After last year’s Pulse massacre, it was fairly common to hear those on the right discuss the great threat Islam posed toward gays (some even called it the “greatest threat”) because of Omar Mateen’s pledge of allegiance to Isis. It was no coincidence that this rhetoric surfaced during the presidential campaign of Donald Trump, who told CNN just months before, “Islam hates us.” The framing of Islam as an immediate threat to LGBT people willfully ignored how doggedly some Christians have opposed LGBT rights, often to an almost cartoonish degree. I was dismayed but not exactly surprised to discover earlier this year that some fraction of the evangelical population wishes Pulse were framed as a jihadist attack on Americans, not an anti-gay massacre, presumably because they can’t quite find it in their hearts to sympathize with dead queer people and their allies.
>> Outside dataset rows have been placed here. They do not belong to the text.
PR #51, opened 2021-11-01
Bug: 2019001  OLM operators shall not be a part of realease payload.

miheer:
OLM operator shall not be a part of Release Payload as the release payload is composed of components that are critical to the core platform and cannot be installed through OLM (e.g. control plane and kubelet).

This commit removes this operator from release payload as it was causing olm /bundle/manifests to get copied in /manifests which CVO was consuming and causing failures as they were meant for OLM.


Miciah:
/retitle Bug 2019001: OLM operators should not be included in the release payload

PR #55, opened 2021-11-05
This commit fixes the names plural field to singular name which is needed Match Type Exact.

miheer:
This commit fixes the names plural field to singular name which is needed Match Type Exact.


alebedev87:
Weird, this was already fixed in PR43: https://github.com/openshift/external-dns-operator/pull/43/files

miheer:
> Weird, this was already fixed in PR43: https://github.com/openshift/external-dns-operator/pull/43/files

Looks like you did not try/test via olm. Because bundle-image-build would have copied it to bundle/manifests folder

miheer:
It was giving me error while creating CR as the webhook does not allow plural name

PR #56, opened 2021-11-08
implement the recommendations of the security review report

sherine-k:

- Stop using github.com/form3tech-oss/jwt-go. The report recommends using github.com/golang-jwt/jwt instead. But since this library is not really used, we suggest to remove it for now.
- Update RBAC configuration, restricting access to resources such as secrets, serviceaccounts to the operator and operand namespaces only
  - Namespace permissions remain on the clusterRole
  - Permissions for secrets creation/update in the operator namespace are given through a new role (generated by kubebuilder annotations)
  - Permissions for secrets & serviceaccounts creation/update in the operand namespace are given through a role and rolebinding under the configure/operand_rbac folder. Makefile's targets deploy, undeploy and olm-manifest are updated to this effect


config/operand_rbac/operand_rbac.yaml
```diff
@@ -0,0 +1,42 @@
...
+  name: external-dns-operator-operand
+  namespace: external-dns
+roleRef:
+  apiGroup: rbac.authorization.k8s.io
+  kind: Role
+  name: external-dns-operator-operand
+subjects:
+- kind: ServiceAccount
+  name:  external-dns-operator
+  namespace:  external-dns-operator
```
alebedev87, line 42: Can you please add the newline char at the end of the line?

sherine-k:
/assign @Miciah 
Hi @Miciah, I would like to have your opinion about this PR.
Thanks for your help
Sherine

Makefile
```diff
@@ -111,10 +111,13 @@ uninstall: manifests kustomize ## Uninstall CRDs from the K8s cluster specified
 deploy: manifests kustomize ## Deploy controller to the K8s cluster specified in ~/.kube/config.
 	cd config/manager && $(KUSTOMIZE) edit set image controller=${IMG}
 	$(KUSTOMIZE) build config/default | kubectl apply -f -
+	$(KUSTOMIZE) build config/operand_rbac | kubectl apply -f -
 
 undeploy: ## Undeploy controller from the K8s cluster specified in ~/.kube/config.
+	$(KUSTOMIZE) build config/operand_rbac | kubectl delete -f -
 	$(KUSTOMIZE) build config/default | kubectl delete -f -
```
Miciah, line 118: Does this work properly?  If I understand correctly, the first `kubectl delete` command would delete the namespace because the namespace definition is in `config/operand_rbac/operand_rbac.yaml`, but deleting the namespace would also delete the objects inside the namespace, so the objects that the second `kubectl delete` command is intended to delete would already deleted by the first `kubectl delete` command.  

Maybe just deleting the namespace would be sufficient for now.  On the other hand, we might want the operator to have the chance to do some cleanup before RBAC and the operator itself are deleted.  If that isn't currently a requirement though, we can just do the simplest thing (deleting the namespace) for now if that suffices.  

Should this rule or another rule clean up the operands that the operator has created?

sherine-k: Hi @Miciah , I put the operand namespace (+contents) delete first so that I can ensure that when `make undeploy` is run, all roles and namespace are also gone. Strategy being to remove operand first, operator later.
If we want to let the operator cleanup first, then remove operand namespace, I can simply reverse the order.

sherine-k:
Hi @Miciah, @alebedev87 
I'll reopen a new PR with the same content. My rebase does not look great here.
I also have a big doubt about removing `k8s.io/client-go/plugin/pkg/client/auth` from `cmd/external-dns-operator/main.go`
The comment right before it explains it's needed at runtime.
What do you think?

PR #57, opened 2021-11-09
Add OLM bundle and backport annotations

alebedev87:
`annotations.yaml` will be cloned by CPaaS midstream but the added annotations won't be customized by the CPaaS build.


lmzuccarelli (commented):
TBH I'm not familiar with the backport annotations. The change looks straight forward enough though

PR #59, opened 2021-11-15
implement the recommendations of the security review report (2)

sherine-k:

    Stop using github.com/form3tech-oss/jwt-go. The report recommends using github.com/golang-jwt/jwt instead. But since this library is not really used, we suggest to remove it for now.
    Update RBAC configuration, restricting access to resources such as secrets, serviceaccounts to the operator and operand namespaces only
        Namespace permissions remain on the clusterRole
        Permissions for secrets creation/update in the operator namespace are given through a new role (generated by kubebuilder annotations)
        Permissions for secrets & serviceaccounts creation/update in the operand namespace are given through a role and rolebinding under the configure/operand_rbac folder. Makefile's targets deploy, undeploy and olm-manifest are updated to this effect


Makefile
```diff
@@ -30,7 +30,7 @@ BIN_DIR=$(shell pwd)/bin
 SHELL = /usr/bin/env bash -o pipefail
 .SHELLFLAGS = -ec
 
-CONTAINER_ENGINE ?= podman
+CONTAINER_ENGINE ?= docker
```
frobware: Does the security review require this change?

sherine-k: Sorry, well spotted, I'll change it back

Makefile
```diff
@@ -121,9 +121,11 @@ uninstall: manifests kustomize ## Uninstall CRDs from the K8s cluster specified
 deploy: manifests kustomize ## Deploy controller to the K8s cluster specified in ~/.kube/config.
 	cd config/manager && $(KUSTOMIZE) edit set image controller=${IMG}
 	$(KUSTOMIZE) build config/default | kubectl apply -f -
+	$(KUSTOMIZE) build config/operand_rbac | kubectl apply -f -
 
 undeploy: ## Undeploy controller from the K8s cluster specified in ~/.kube/config.
 	$(KUSTOMIZE) build config/default | kubectl delete -f -
+	$(KUSTOMIZE) build config/operand_rbac | kubectl delete -f -
```
Miciah, line 128: Sorry, I think told you the wrong thing on the previous PR.  We should delete the operand first so that the operator can clean things up, and then we should delete the operator namespace.

pkg/operator/operator.go
```diff
@@ -59,12 +59,13 @@ type Operator struct {
...
 // +kubebuilder:rbac:groups=externaldns.olm.openshift.io,resources=externaldnses/status,verbs=get;update;patch
 // +kubebuilder:rbac:groups=externaldns.olm.openshift.io,resources=externaldnses/finalizers,verbs=update
-// +kubebuilder:rbac:groups="",resources=namespaces;serviceaccounts;secrets,verbs=get;list;watch;delete;create;update
+// +kubebuilder:rbac:groups="",resources=namespaces,verbs=get;list;watch;delete;create;update
 // +kubebuilder:rbac:groups=apps,resources=deployments,verbs=get;list;watch;delete;create;update
 // +kubebuilder:rbac:groups="",resources=services;endpoints;pods;nodes,verbs=get;list;watch
 // +kubebuilder:rbac:groups=rbac.authorization.k8s.io,resources=clusterroles;clusterrolebindings,verbs=get;list;watch;create;update;patch;delete
 // +kubebuilder:rbac:groups=networking.k8s.io,resources=ingresses,verbs=get;list;watch
 // +kubebuilder:rbac:groups=route.openshift.io,resources=routes,verbs=get;watch;list
+// +kubebuilder:rbac:groups="",namespace=external-dns-operator,resources=secrets,verbs=get;list;watch;delete;create;update
```
Miciah, line 69: Do you also need to add a rule to allow the operator to create the operand serviceaccount, or was that permission superfluous all along?

Makefile
sherine-k: Sure, sounds more logical to me as well

PR #62, opened 2021-11-17
Renable e2e test with automated hosted zone provisioning

arjunrn:


test/e2e/operator_test.go
```diff
@@ -62,240 +49,185 @@ func init() {
...
-			os.Exit(1)
-		}
-		defaultParentZoneID = os.Getenv("EXTDNS_PARENT_ZONEID")
-		if defaultParentZoneID == "" {
-			fmt.Printf("No parent zone ID specified. Please set the environment variable EXTDNS_PARENT_ZONEID\n")
-			os.Exit(1)
-		}
-
-		domainName = generateDomainName()
+	hostedZoneID, nameServers, err = helper.ensureHostedZone(hostedZoneDomain)
```
alebedev87, line 122: If there are 2 PR running this e2e test, won't they race on the usage on the same hostedZone? Knowing also that the test service has the hard coded name, there can be false positive and negative tests.
This may need to be refactored in the followups to try to get the unique hostedzone name with the commit checksum in the name, for instance.

test/e2e/operator_test.go
```diff
@@ -62,240 +49,185 @@ func init() {
...
-		httpClient = &http.Client{
-			Transport: &http.Transport{
-				Dial:        dialer.Dial,
-				DialContext: dialer.DialContext,
-			},
-		}
-
-		os.Exit(m.Run())
-	*/
+	err = helper.deleteHostedZone(hostedZoneID)
```
alebedev87, line 130: Do we want to `defer` this deletion right after successful `ensureHostedZone`?

go.mod
```diff
@@ -9,6 +9,7 @@ require (
 	github.com/onsi/ginkgo v1.16.4
 	github.com/onsi/gomega v1.15.0
 	github.com/openshift/api v0.0.0-20211019100638-b2cbe79f2e4b
+	github.com/openshift/cloud-credential-operator v0.0.0-20211115195328-4c537fbd48e9
```
alebedev87, line 12: Do we still need this dependency knowing that we're getting the root credentials now?

test/e2e/operator_test.go
arjunrn: We cannot deferred calls because we have to call `os.Exit()` and that immediately exits the program. We can move all the logic into another function just to use defer but I think that might be overkill for now.

test/e2e/operator_test.go
arjunrn: Yes, this need to be done otherwise we might get too many flakes. Let's not merge this as-is.

test/e2e/operator_test.go
```diff
@@ -6,53 +6,40 @@ import (
...
 )
 
 const (
-	recordExistsTimeout  = 5 * time.Minute
-	podReadyTimeout      = 1 * time.Minute
-	httpGetTimeout       = 10 * time.Minute
-	recordDeletedTimeout = 5 * time.Minute
-	dnsLookupTimeout     = 5 * time.Second
-	dnsServer            = "8.8.8.8:53"
+	hostedZoneDomain   = "example-test.info"
```
arjunrn, line 30: The hosted zone need to be randomized so concurrent executions of the e2e tests do not interfere with each other.

test/e2e/operator_test.go
alebedev87: Yes, it's kind of a choice between:
- last step cleanup (current implementation) which fails the test if the cleanup broke but leave leftover zones of the test cases panic
- best effort cleanup (no `Exit` with `defer`) which won't fail the test if the clean broke but will try to do something the test cases panic

test/e2e/operator_test.go
```diff
@@ -64,238 +51,180 @@ func init() {
...
-		current := podConditionMap(pod.Status.Conditions...)
-		return conditionsMatchExpected(expected, current), nil
-	})
-	err = wait.PollImmediate(5*time.Second, httpGetTimeout, func() (bool, error) {
-		var resp *http.Response
-		resp, err := httpClient.Get(fmt.Sprintf("http://%s", expectedDomainName))
+
+		// get the IPs of the loadbalancer
+		lbHostname := service.Status.LoadBalancer.Ingress[0].Hostname
+		ips, err := net.LookupIP(lbHostname)
```
arjunrn, line 189: This uses the default resolver where `PreferGo` is false.

alebedev87:
Merging this one to iterate on the remark in later PRs.
/lgtm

Clearly religious fundamentalism of all kinds tends to threaten LGBT people’s well-being, clearly there are ardent Muslims who hate queer people for what they believe are religious reasons (look at how dire the situation is for gay men in the predominantly Muslim republic of Chechnya). But when we think about what Muslims think about the LGBT population, data is much more useful than anecdotes.
A recent Pew Research Center study provides us with just that. A survey taken this year found that 52 percent of Muslims say homosexuality should be accepted by society. Granted, societal acceptance is a vague concept (does it mean a full battery of rights, or merely not stoned to death in a public square?), but that said, only 34 percent of white evangelicals responded affirmatively to the same query in a 2016 poll. (Fifty percent of black Protestants responded affirmatively.) The number shifted 25 percent over a 10-year period for Muslims (up from 27 percent in 2007), versus an 11 percent bump for white evangelicals (up from 23 percent in 2006). This suggests U.S. Muslims are making more progress in this area more quickly.
“Since September 11, the Muslim community has been dealing with severe erosion of their civil rights which has made the community more sympathetic to violations of civil rights against other marginalized communities in the U.S.,” Urooj Arshad or of the Muslim Alliance for Sexual and Gender Diversity, told the Huffington Post in an interview on the Pew Center’s findings.
“I used to say that Evangelicals are conservative. But increasingly, I think there is a growing regressive wing of Evangelicalism that wants to return to an idealized (and fictionalized) past... a white Christian America where patriarchy reigns and those who don’t conform ‘know their place,’” progressive Christian author Brian McLaren said in an interview. “Sadly, being anti-LGBT and anti-Muslim are becoming litmus tests in many Evangelical congregations and organizations.”